U.S. inflation is currently at 8.5%, down very slightly from its recent 40-year high of 9.1% in July, but still well above the target rate of 2%. Until recently, widespread opinion in the cryptosphere was that deflationary assets such as Bitcoin would perform well in such a high inflationary environment.
However, in recent months that theory has been put to the test and found wanting. The price of Bitcoin today is hovering around the $20,000 mark, down 60% from just a year ago.
According to Brooks, the Fed’s aggressive response to high inflationary pressures has chilled the market.
“We have talked about the idea that bitcoin is an inflation hedge,” Brooks told CNBC. “The more the market expects tough policy from the Fed, the more people think the Fed is going to keep an aggressive posture, and that would tend to harm Bitcoin.”
Since the start of the year the Fed has pursued a policy of aggressive financial tightening, increasing the cost of borrowing through interest rates. At the start of 2022 interest rates were near zero. The Fed increased interest rates by 0.25% in March, 0.50% in May, 0.75% in June and 0.75% in July. In total rates have been raised by 2.25% since the start of the year.
Another reason for Bitcoin’s perceived underperformance may be due to the type of inflation that the current market faces. According to Steven Lubka of Swan Bitcoin, BTC only performs well in inflationary environments caused by the devaluation of currency, or in layman’s terms – money printing. Right now the bulk of inflation is being driven by supply chain disruption and the scarcity of essential commodities such as wheat and oil.
Get serious guys
While Brooks did not exactly mince his words with regards to the Fed and its economic policies, the greater part of his ire seemed reserved for the Securities and Exchange Commission (SEC).

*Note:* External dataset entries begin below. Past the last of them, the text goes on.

PR #4478, opened 2024-03-05
Move /share/conf to /etc/scion and rename br.toml to router.toml.

jiceatscion:
Motivation: /share is not standard for config files and is only used in test containers. The packages we produce have the config files in /etc/scion, which is more in line with unix practice. Using the same path names makes it easier to reuse some test config files as-is on real devices. For similar reasons, Renamed br.toml to router.toml; the name we use on openwrt. It makes it easier to generate the corresponding config as an openwrt package and otherwise makes no difference. In passing, delete /share/crypto, which is no-longer used at all.


matzf:
This change is [Reviewable](https://reviewable.io/reviews/scionproto/scion/4478)

oncilla (approved):
> *[Reviewable](https://reviewable.io/reviews/scionproto/scion/4478)* status: <span>:shipit:</span> complete! all files reviewed, all discussions resolved (waiting on @lukedirtwalker)

lukedirtwalker (approved):
> *[Reviewable](https://reviewable.io/reviews/scionproto/scion/4478)* status: <span>:shipit:</span> complete! all files reviewed, all discussions resolved (waiting on @jiceatscion)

Brooks was especially annoyed by the SEC’s approach to regulation in the cryptosphere which is light on actionable guidance and heavy on litigation. That has also harmed Bitcoin and the wider market.
“Regulation does not mean suing people, and the approach the SEC has had for the last couple of years has been to not tell anybody what the rules are in advance but to sue people after they’ve launched a project, started a company, or listed a token, and then caused people to infer what the rules were later. That’s not a good thing, and so at some point congress and the regulators need to get serious about telling people, ‘what is the speed limit on the crypto highway?’” said Brooks.
Brooks’ words seem to echo similar statements from Superintendent Adrienne A. Harris of the New York State Department of Financial Services (DFS). In June Harris, a savvy political operator who has stated her intention to work towards a fairer crypto regulatory landscape, went on the record to state, “We should have transparency about what the rules of the road are,” steering away from “regulation by enforcement.”
Should such an environment ever be fostered, Brooks would not be the only member of the crypto community to celebrate. For now, the guesswork continues.